Using Spark to Read Data from Lakehouse
val spark = SparkSession.builder
.master("local")
.appName("ClickzettaSourceSuite")
.getOrCreate()
val readDf = spark.read.format("clickzetta")
.option(ClickzettaOptions.CZ_ENDPOINT, endpoint)
.option(ClickzettaOptions.CZ_USERNAME, username)
.option(ClickzettaOptions.CZ_PASSWORD, password)
.option(ClickzettaOptions.CZ_WORKSPACE, workspace)
.option(ClickzettaOptions.CZ_VIRTUAL_CLUSTER, virtualCluster)
.option(ClickzettaOptions.CZ_SCHEMA, schema)
.option(ClickzettaOptions.CZ_TABLE, table)

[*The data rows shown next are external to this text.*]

Issue #247, opened 2019-05-14
Better document the usage of hooks and feature files


marquiz:
Inspired by https://github.com/kubernetes-sigs/node-feature-discovery/pull/221#issuecomment-492280978

1. We should better document the runtime environment(s) supported for hooks (python, bash, c++, go), i.e. limitations of the NFD (default) image
2. Document examples for deploying hooks (`source.d`) and features files (`features.d`). E.g. (from @zvonkok's comment) "*to use a side-car container to inject feature labels into NFD*"

marquiz:
Not going to abandon this

/remove-lifecycle stale

marquiz:
Made an attempt at fixing this in #285

marquiz:
#285 addresses the two concerns mentioned in the issue description. Closing this issue as #285 was merged. Please re-open if you're not happy

PR #469, opened 2021-03-09
Dockerfile: add minimal image

marquiz:
Build a "minimal" variant of the nfd image based on
gcr.io/distroless/base. The motivations behind the minimal image are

.option(ClickzettaOptions.CZ_ACCESS_MODE, accessMode)
.load()
readDf.printSchema()
val result1 = readDf.select(col("`v_string`"), col("`v_date`")).collect()
println("----------read from df-----------")
for (row <- result1) {
println(row.toString())
}
readDf.createOrReplaceTempView("tmp_spark_connector_test_table")

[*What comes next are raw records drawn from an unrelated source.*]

PR #475, opened 2021-03-11
pkg/utils: show correct source file in gRPC logs

marquiz:
Unwind two call frames so that the source (file:line) of the log message
is correctly displayed.

### DIFF
--- a/pkg/utils/grpc_log.go
+++ b/pkg/utils/grpc_log.go
@@ -17,6 +17,8 @@ limitations under the License.
 package utils
 
 import (
+	"fmt"
+
 	"google.golang.org/grpc/grpclog"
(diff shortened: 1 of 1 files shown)


zvonkok:
Hmm, this is really pretty nice, I think I need to have a deep look into klog, I like the fact that you can set the frame depth dynamically for unwinding.  What is the default? 1 or complete dump of the stack frames?

marquiz:
0 is the default, i.e. you'll get the location of the actual klog.Func() call

ArangoGutierrez (commented):
After dealing with a "too many logs" issue on the operator, this type of PR's bring me joy
/lgtm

val result2 = spark.sql("select * from tmp_spark_connector_test_table where v_float = 1.1f;").collect()
println("----------read from sql-----------")
for (row <- result2) {
println(row.toString())
}
Both the DataFrame select and the SQL query return the expected row, confirming that Spark can read data from Lakehouse successfully.